Vervolgens is het plan op 13 februari 2024 vastgesteld. Na de vaststelling wordt het wijzigingsplan nogmaals zes weken ter inzage gelegd. Tijdens deze periode is het mogelijk beroep in te stellen bij de Afdeling bestuursrechtspraak van de Raad van State.

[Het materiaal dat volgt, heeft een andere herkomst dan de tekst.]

PR #359, opened 2023-12-09
Define uint64 duality once

### LINKED ISSUE #229: Section on I-JSON seems to confusingly redefine uint64
The section on I-JSON notes serialization concerns about 64-bit numbers that might be required for protocols like QUIC or HTTP/3.

It then says:

> Concretely, the following definition of uint64 should override the original and (web-based) tools should take into account that a uint64 field can be either a number or string.

> uint64 = text / uint .size 8

I find this confusing. This document defines a custom `unit64` itself. It's not entirely clear when the above override applies or not.

LPardue:
Closes #229

### DIFF
--- a/draft-ietf-quic-qlog-main-schema.md
+++ b/draft-ietf-quic-qlog-main-schema.md
@@ -139,11 +139,15 @@ clarity:
 ~~~ cddl
 ; CDDL's uint is defined as being 64-bit in size
 ; but for many protocol fields it is better to be restrictive
-; and explicit
+; and explicit. Some environments cannot support representation
+; of the full range of allowed 64-bit values, so text is also
+; defined; see Section 10.1.1.
+
 uint8 = uint .size 1
 uint16 = uint .size 2
 uint32 = uint .size 4
-uint64 = uint .size 8
+uint64 = uint .size 8 /
+         text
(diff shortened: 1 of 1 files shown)


marten-seemann (commented):
I don’t like this change. The CDDL is supposed to be an independent representation of the data, and now the quirks of one serialization are bleeding into this.

LPardue:
That's fair. But that's effectively what we've already been saying all along - it was just buried in a section about I-JSON. We have an interop issue if people miss this section. E.g. with no way to signal I-JSON, if I pass you a JSON qlog file with a large GREASE value encoded with a string and you try to parse it as a uint64 ... 💥. A quiet fail is also bad, being unable to represent data values (or to parse them) is a way to hide data within a connection that might be expected to be observable.

Things are leaky. CDDL explains that in https://www.rfc-editor.org/rfc/rfc8610#appendix-E. Maybe there's some other way to explain that in the docs and I'm open to it but I don't have much inspiration.

rmarx:
Discussed during editors meeting. 
Lucas will update this with new opinion about how we should handle uint64 in combo with CDDL.

LPardue:
overtaken by #388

6.2 Economische uitvoerbaarheid

Voor de uitvoerbaarheid van het plan is het van belang te weten of het economisch uitvoerbaar is. De economische uitvoerbaarheid wordt enerzijds bepaald door de exploitatie van het plan (financiële haalbaarheid) en anderzijds door de wijze van kostenverhaal van de gemeente (grondexploitatie).

Financiële haalbaarheid

Het plan wordt uitgevoerd en bekostigd door de initiatiefnemer. De gemeente heeft geen kosten voor de realisatie van dit plan. Initiatiefnemer beschikt over voldoende middelen om de voorgestane ontwikkeling te kunnen realiseren. Er zijn geen onvoorziene hoge kosten te verwachten, gezien er geen bebouwing wordt gesloopt of gerealiseerd. Ook is er geen sprake van onzekere financiële bijdragen van derden.

Grondexploitatie

In het voorliggende plan is er op basis van artikel 6.2.1 Bro geen sprake van een bouwplan. De grondexploitatieregeling is daarom niet van toepassing. Om deze reden wordt door de gemeente van het opstellen van een grondexploitatieplan afgezien. De plankosten worden via leges op de initiatiefnemer verhaald. Hiermee is het kostenverhaal anderszins verzekerd en is op grond van artikel 6.12 Wro geen exploitatieplan nodig.